◆ **Brief**
Print the records below from the first line through the line containing "interfaceMapBuilder = ImmutableMap.builder();", both included, word for word.

◆ **Data in this exercise**
※
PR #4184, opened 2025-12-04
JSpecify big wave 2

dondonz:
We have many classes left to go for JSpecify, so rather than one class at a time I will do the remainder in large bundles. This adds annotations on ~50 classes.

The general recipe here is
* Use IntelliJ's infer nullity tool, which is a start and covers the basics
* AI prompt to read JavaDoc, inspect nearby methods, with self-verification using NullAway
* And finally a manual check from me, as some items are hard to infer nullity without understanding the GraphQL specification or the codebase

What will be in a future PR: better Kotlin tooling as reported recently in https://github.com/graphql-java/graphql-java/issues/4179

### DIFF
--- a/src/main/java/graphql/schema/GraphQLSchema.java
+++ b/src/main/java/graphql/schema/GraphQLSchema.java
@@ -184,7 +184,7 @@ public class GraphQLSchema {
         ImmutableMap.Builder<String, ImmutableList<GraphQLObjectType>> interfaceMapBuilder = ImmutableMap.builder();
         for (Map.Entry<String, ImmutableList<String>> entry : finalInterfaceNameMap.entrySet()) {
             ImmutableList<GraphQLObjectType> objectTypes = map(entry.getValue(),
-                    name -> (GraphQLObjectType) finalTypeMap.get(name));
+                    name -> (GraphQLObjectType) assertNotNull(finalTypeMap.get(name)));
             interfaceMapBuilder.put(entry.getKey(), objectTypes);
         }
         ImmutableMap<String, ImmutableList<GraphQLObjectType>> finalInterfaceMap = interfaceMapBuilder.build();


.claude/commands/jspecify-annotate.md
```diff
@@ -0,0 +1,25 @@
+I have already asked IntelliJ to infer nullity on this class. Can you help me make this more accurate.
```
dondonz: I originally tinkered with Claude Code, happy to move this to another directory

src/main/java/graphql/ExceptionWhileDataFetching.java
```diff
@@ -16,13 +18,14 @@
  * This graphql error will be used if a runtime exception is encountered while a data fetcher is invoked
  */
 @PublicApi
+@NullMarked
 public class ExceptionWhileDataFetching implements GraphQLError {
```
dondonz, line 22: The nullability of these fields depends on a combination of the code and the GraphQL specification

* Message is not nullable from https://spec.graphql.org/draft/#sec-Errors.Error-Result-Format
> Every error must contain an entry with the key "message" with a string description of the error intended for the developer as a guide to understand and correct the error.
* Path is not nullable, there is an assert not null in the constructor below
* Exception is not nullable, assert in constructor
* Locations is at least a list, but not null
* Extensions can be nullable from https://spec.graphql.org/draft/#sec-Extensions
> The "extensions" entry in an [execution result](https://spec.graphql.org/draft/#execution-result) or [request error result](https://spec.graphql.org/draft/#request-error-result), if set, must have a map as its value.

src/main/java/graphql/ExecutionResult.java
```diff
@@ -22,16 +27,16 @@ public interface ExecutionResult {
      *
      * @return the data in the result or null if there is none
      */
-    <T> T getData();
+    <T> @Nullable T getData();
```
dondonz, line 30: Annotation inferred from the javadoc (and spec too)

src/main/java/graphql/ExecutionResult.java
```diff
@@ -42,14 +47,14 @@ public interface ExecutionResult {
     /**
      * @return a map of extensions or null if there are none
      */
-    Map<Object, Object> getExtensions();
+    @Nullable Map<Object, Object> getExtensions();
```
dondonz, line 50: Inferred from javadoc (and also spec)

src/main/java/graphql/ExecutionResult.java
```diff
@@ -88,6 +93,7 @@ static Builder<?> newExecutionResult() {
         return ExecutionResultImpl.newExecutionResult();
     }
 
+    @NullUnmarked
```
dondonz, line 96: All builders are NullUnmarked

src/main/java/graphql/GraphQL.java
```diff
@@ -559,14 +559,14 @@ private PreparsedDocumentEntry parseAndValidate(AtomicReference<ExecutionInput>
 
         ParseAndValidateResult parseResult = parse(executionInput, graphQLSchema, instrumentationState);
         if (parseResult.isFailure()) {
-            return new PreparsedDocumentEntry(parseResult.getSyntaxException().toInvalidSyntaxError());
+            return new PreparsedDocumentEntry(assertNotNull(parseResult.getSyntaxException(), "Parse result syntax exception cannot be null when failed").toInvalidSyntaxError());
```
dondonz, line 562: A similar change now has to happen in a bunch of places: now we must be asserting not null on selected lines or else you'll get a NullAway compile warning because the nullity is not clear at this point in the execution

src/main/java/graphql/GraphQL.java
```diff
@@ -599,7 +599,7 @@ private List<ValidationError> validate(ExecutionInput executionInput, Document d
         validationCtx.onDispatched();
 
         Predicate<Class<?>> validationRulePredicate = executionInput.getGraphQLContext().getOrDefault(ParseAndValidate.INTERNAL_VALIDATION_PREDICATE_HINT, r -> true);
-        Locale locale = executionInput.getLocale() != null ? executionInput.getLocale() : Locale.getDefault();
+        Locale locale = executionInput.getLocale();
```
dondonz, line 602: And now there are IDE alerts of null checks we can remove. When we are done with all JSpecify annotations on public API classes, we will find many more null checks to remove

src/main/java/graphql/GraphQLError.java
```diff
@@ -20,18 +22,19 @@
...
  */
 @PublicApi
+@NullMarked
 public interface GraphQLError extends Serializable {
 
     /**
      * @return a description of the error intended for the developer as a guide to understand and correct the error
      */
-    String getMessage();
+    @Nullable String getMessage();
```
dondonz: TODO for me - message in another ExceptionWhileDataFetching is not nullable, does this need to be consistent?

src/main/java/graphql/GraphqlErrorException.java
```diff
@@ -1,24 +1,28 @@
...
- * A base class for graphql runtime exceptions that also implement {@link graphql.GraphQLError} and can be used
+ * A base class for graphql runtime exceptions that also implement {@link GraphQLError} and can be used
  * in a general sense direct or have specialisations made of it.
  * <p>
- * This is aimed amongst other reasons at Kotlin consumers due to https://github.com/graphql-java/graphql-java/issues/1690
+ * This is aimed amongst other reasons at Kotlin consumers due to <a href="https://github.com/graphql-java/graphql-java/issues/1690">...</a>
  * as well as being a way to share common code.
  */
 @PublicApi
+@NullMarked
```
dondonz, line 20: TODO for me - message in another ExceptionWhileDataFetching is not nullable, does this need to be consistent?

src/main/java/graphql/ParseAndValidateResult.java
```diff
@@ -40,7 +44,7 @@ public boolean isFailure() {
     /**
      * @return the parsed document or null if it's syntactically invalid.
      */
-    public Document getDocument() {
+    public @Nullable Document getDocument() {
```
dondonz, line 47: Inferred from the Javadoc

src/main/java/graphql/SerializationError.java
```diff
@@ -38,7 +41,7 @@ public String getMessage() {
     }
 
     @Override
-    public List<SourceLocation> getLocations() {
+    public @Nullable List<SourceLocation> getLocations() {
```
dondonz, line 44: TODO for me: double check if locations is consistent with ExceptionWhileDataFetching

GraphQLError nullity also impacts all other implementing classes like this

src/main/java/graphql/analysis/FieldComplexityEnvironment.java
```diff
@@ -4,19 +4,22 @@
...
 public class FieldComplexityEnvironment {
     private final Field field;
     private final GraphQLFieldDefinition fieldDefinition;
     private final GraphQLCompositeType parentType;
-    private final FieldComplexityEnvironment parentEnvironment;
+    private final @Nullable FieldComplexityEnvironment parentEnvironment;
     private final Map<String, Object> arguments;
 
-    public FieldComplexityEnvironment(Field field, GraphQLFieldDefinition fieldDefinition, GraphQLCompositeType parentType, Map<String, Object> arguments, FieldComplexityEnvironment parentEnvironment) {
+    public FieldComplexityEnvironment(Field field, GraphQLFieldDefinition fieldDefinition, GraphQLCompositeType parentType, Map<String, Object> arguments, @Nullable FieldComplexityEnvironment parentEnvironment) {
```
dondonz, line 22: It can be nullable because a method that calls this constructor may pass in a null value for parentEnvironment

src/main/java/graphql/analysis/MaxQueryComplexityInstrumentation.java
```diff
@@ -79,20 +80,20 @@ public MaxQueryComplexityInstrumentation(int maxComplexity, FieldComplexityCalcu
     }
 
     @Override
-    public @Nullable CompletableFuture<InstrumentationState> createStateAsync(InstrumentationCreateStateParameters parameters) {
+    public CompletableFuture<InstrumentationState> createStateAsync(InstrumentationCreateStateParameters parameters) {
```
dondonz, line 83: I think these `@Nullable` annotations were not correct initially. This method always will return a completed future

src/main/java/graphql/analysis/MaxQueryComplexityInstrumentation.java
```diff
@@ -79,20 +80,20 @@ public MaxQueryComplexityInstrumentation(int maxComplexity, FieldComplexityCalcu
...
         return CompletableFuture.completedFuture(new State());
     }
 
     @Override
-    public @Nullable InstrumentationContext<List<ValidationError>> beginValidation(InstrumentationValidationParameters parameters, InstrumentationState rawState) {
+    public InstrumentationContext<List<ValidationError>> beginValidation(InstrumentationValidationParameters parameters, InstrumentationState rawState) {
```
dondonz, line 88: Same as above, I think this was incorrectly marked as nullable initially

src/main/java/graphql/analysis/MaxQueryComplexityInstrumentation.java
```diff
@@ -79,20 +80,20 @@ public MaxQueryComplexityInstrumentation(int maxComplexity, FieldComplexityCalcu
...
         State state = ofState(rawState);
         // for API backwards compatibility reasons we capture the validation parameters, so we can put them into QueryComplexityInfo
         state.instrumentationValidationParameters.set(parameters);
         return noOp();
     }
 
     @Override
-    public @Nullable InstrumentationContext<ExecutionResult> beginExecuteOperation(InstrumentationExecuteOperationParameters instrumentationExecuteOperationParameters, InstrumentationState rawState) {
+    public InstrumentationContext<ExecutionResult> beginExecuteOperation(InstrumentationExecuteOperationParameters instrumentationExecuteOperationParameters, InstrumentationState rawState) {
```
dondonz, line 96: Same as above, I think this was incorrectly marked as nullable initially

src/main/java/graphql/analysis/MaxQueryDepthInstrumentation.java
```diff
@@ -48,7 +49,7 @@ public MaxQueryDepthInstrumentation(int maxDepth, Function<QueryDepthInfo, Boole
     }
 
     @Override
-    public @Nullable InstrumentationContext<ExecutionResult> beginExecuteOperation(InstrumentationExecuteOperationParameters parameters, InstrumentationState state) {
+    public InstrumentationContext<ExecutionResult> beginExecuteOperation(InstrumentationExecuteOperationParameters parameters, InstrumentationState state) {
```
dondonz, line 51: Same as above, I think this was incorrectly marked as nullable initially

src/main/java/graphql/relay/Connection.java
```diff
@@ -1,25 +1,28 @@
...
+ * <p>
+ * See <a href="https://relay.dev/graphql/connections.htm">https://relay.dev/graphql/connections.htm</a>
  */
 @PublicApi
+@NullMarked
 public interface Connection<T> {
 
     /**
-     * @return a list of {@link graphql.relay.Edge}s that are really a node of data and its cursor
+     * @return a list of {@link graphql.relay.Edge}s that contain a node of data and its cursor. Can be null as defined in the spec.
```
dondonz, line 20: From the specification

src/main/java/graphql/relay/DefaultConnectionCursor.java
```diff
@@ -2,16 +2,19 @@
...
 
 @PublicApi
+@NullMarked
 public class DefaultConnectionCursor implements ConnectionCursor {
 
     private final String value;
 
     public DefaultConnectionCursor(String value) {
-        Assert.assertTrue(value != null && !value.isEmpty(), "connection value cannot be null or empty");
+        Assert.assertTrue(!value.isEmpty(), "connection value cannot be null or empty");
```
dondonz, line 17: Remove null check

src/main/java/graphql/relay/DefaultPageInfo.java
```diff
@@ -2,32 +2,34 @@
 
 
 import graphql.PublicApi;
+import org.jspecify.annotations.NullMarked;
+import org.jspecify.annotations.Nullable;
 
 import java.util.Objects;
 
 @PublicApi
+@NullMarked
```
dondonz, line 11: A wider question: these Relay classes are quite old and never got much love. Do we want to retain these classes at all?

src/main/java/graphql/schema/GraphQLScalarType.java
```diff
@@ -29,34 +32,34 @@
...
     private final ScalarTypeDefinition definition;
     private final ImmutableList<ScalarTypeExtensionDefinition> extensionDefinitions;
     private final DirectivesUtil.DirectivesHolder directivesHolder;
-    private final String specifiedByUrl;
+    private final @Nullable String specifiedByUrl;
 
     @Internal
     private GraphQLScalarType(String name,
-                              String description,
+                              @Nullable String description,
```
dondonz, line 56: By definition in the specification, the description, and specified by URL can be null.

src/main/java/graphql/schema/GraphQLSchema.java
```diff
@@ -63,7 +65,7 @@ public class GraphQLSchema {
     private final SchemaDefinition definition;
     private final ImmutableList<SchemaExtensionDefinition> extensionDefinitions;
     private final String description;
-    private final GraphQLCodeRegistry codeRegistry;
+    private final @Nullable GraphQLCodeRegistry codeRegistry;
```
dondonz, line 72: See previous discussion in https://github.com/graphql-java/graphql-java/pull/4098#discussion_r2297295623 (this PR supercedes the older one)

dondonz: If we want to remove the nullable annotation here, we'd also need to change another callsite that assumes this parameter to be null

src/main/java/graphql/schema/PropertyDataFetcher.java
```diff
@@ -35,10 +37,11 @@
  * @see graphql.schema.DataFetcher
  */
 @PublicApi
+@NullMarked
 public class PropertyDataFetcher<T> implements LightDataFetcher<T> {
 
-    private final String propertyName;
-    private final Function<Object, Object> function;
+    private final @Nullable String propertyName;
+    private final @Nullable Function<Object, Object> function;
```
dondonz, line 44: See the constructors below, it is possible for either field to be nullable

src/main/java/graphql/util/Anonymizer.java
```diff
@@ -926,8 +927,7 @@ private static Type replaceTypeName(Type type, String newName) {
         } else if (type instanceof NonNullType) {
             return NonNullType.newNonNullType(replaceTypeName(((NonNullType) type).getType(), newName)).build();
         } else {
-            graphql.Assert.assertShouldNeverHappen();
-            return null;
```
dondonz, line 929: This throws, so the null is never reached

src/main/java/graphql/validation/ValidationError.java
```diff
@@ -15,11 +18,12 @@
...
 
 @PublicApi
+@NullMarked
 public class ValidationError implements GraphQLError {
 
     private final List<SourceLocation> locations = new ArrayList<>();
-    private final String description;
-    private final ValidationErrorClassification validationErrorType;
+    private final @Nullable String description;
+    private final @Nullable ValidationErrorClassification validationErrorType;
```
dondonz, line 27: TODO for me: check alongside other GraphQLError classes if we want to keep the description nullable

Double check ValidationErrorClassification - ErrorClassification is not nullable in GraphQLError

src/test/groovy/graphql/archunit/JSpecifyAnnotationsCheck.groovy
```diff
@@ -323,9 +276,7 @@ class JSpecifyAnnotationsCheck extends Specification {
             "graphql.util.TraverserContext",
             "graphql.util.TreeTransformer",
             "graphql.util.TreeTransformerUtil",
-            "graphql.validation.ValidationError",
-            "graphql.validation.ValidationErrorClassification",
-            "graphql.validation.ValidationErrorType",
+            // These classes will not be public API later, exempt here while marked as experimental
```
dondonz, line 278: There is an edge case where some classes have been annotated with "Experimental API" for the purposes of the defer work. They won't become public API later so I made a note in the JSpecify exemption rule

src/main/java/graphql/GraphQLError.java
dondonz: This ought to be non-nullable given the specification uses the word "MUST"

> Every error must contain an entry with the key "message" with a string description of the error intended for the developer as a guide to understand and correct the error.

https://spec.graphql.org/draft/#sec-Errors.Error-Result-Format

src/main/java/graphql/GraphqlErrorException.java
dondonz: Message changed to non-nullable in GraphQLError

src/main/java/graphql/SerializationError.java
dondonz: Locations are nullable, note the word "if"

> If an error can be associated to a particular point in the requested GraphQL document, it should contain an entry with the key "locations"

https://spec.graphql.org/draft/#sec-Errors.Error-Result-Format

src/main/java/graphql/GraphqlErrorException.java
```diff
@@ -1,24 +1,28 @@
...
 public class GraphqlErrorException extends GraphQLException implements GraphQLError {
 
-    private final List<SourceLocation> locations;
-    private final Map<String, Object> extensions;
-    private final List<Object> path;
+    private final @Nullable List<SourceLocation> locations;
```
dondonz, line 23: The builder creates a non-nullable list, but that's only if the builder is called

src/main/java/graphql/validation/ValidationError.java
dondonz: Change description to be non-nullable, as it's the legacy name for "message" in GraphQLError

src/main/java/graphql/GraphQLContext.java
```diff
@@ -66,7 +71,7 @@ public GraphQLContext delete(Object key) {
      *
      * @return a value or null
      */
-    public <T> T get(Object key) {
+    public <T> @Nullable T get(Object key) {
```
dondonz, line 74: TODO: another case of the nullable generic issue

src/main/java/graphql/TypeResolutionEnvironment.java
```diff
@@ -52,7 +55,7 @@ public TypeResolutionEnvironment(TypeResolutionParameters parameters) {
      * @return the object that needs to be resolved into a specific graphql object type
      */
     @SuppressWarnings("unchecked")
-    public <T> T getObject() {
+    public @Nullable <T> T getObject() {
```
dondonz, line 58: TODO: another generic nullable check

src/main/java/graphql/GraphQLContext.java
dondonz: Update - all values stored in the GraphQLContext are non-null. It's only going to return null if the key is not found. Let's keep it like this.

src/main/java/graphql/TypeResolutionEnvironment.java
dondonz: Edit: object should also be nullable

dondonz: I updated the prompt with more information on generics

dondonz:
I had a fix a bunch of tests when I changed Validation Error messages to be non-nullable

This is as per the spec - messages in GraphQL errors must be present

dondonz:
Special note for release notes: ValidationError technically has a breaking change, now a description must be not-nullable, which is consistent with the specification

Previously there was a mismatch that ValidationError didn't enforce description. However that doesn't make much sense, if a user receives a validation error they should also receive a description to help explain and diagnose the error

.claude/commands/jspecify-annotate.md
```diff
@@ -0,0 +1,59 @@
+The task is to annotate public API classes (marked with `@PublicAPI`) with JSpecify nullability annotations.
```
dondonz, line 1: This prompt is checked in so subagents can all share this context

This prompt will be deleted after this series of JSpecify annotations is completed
※
◆ **Your solution**
PR #4184, opened 2025-12-04
JSpecify big wave 2

dondonz:
We have many classes left to go for JSpecify, so rather than one class at a time I will do the remainder in large bundles. This adds annotations on ~50 classes.

The general recipe here is
* Use IntelliJ's infer nullity tool, which is a start and covers the basics
* AI prompt to read JavaDoc, inspect nearby methods, with self-verification using NullAway
* And finally a manual check from me, as some items are hard to infer nullity without understanding the GraphQL specification or the codebase

What will be in a future PR: better Kotlin tooling as reported recently in https://github.com/graphql-java/graphql-java/issues/4179

### DIFF
--- a/src/main/java/graphql/schema/GraphQLSchema.java
+++ b/src/main/java/graphql/schema/GraphQLSchema.java
@@ -184,7 +184,7 @@ public class GraphQLSchema {
         ImmutableMap.Builder<String, ImmutableList<GraphQLObjectType>> interfaceMapBuilder = ImmutableMap.builder();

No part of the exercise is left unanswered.